**What the task requires:** Given the listing below, the answer must be only the number of lines containing the string "corresponding".

**Data listing:**
Issue #7182, opened 2023-11-14
Add ability to add custom environment variable to dapr control plane


filintod:
## In what area(s)?

> /area runtime

Need a way to specify soft memory limit (ie GOMEMLIMIT) to dapr system. This comes handy when setting memory limit on container so the Go runtime can try to release memory before OOMKilled happens.  Another options would be to add it in code https://pkg.go.dev/runtime/debug#SetMemoryLimit but this way is configurable by the customer directly as adding it in code will still require some kind of user interaction (ie set it at 90% or 95%, etc).

## What version of Dapr?

> 1.1.x
> 1.0.x
> edge: output of `git describe --dirty`

## Expected Behavior

I should be able to say, in the corresponding chart:
```
extraEnvVars:
- name: GOMEMLIMIT
  value: 900MiB
```

and this is set to the corresponding deployment/sts for the container in the chart.

## Actual Behavior

There is no option for this

## Release Note

RELEASE NOTE:

PR #7183, opened 2023-11-14
Add extra env vars to charts

filintod:
# Description

Add optional extra env vars list to allow adding custom environment variables to dapr control plane system.  
## Issue reference 

Please reference the issue this PR will close: #7182 

## Checklist

* [ ] Code compiles correctly
* [ ] Created/updated tests
* [ ] Unit tests passing


charts/dapr/charts/dapr_operator/values.yaml
```diff
@@ -35,6 +35,8 @@ ports:
 
 resources: {}
 
+extraEnvVars: []
```
ItalyPaleAle, line 38: Make this a dictionary of key->value

ItalyPaleAle (changes requested):
Please update the Helm chart README too

charts/dapr/charts/dapr_operator/values.yaml
filintod: usually this is an array, at least in bitnami charts. I can see the benefit of using a dictionary, and thought about it, but that also includes adding a range to parse it into an array of dictionary in the template. I did not see env vars added in a chart in dapr that I looked for to follow so decided to follow bitnami's standard that is easier to implement.

I mentioned the format here https://github.com/dapr/dapr/issues/7182

ItalyPaleAle: We have other fields in the chart that allow setting annotations and are dictionaries.

Using an array allows doing things like referencing secrets. However secrets can't be mounted in the current Helm chart so it doesn't matter in this case.

Using a dictionary is a lot simpler to pass via `--set` in Helm too.

My .02.

filintod: annotations are dictionaries by default so it kind of make sense. true about `--set` but now helm also has `--set-json` that makes life easier for most of previous hard cases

**Task response:** 2